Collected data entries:
------------------------

PR #1867, opened 2026-08-14
fix(tia): exclude vendor from xdebug coverage while recording

### LINKED ISSUE #1865: TIA: the Xdebug recorder traces vendor/ and then discards it, where the pcov path restricts up front
## Summary

TIA's recorder starts Xdebug coverage with **no path filter**, traces every executed line including all of `vendor/`, and then discards everything out of scope in PHP. The stored graph holds zero vendor files, so all of that tracing is thrown away.

The pcov path in the same file does the opposite: it restricts collection to the in-scope list *before* materialising it.

On a real suite, excluding `vendor/` from instrumentation cut the recording pass from **1,633s to 657s** — the Xdebug tax dropped from **4.61× to 1.86×** relative to a plain run. The recorded graph was unchanged.

## The asymmetry

`src/Plugins/Tia/Recorder.php`:

```php
// pcov — restricted BEFORE collect (:136-149)
\pcov\stop();
$scope = $this->sourceScope();
$filesToCollectCoverageFor = [];
foreach (\pcov\waiting() as $file) {
    if (is_string($file) && $scope->contains($file)) {
        $filesToCollectCoverageFor[] = $file;
    }
}
$data = \pcov\collect(\pcov\inclusive, $filesToCollectCoverageFor);
```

------------------------

Please copy, exactly and with nothing else, the lines above beginning at the line that has "TIA's recorder starts" and ending with the line that has "The pcov path in".

TIA's recorder starts Xdebug coverage with **no path filter**, traces every executed line including all of `vendor/`, and then discards everything out of scope in PHP. The stored graph holds zero vendor files, so all of that tracing is thrown away.

The pcov path in the same file does the opposite: it restricts collection to the in-scope list *before* materialising it.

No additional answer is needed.